After finishing on an eight-week low of 6,498 points yesterday, the FTSE 100 (FTSEINDICES: ^FTSE) has recovered 24 points to 6,522 by mid-morning. But it’s still almost certain to put in its fifth losing week in a row, having dropped 128 points since last Friday’s close. And although the index had been up around 15% on the year, it has now fallen back to a gain of only a bit over 10%.
But what helps compensate for these short-term ups and downs? Dividends! Here are three companies from the FTSE indices that have lifted their payments this week:
Sage
Business software maker Sage Group (LSE: SGE) released full-year results on Wednesday, and announced a 6% rise in its annual dividend to 11.32p per share.
Although statutory pre-tax profit fell 51% to£164.1m, the firm told us its underlying figure was pretty flat — actually a 1% rise. Earnings per share (EPS) again provided a statutory fall, this time of 79%, but there was an underlying rise of 12% to 22.27p. All this came from underlying revenue of £1,261m, up 4%.
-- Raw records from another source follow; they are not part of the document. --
PR #548, opened 2020-12-28
labels: Support partial label names

fmuellner:
Currently label names have to be specified by their full name, and
any partial or non-existing names end up creating new labels. Instead,
map the list of names we get on the command line to the real labels.

This allows user-friendly (read: long and descriptive) label names
without losing command line convenience.

### DIFF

The share price spiked on the day, up 26% to 373p, and is a fraction of a penny back from that today for a rise of more than 25% over the past 12 months.
DS Smith
For a bigger dividend rise, we only need to look to DS Smith (LSE: SMDS), as the recycled packaging supplier boosted its interim dividend by a very nice 28% this week to 3.2p per share, with results that have helped push the share price up more than 40% over the past 12 months to 310p.
A similar rise in the final dividend would give us a total of 10.2p per share for a yield of 3.3%, just ahead of the FTSE’s forecast average of 3.1%.
Results were strong across the board, with revenue up 25% to £2,081m, pre-tax profit up 52% to £85m and EPS up 30% to 11.2p per share.
Greene King
Brewer Greene King (LSE: GNK) is our third pick for today, after lifting its interim dividend 6.3% to 7.6p per share in line with a similar 6.3% rise adjusted EPS. Sales gained 5.2% to £566.2m.
The share price is up more than 35% over 12 months to 856p today, and a total annual dividend rise of 6.3% would see a yield of 3.3% on that price.
Analysts are currently predicting slightly more than that, from an expected 10% rise in full-year EPS to 61p.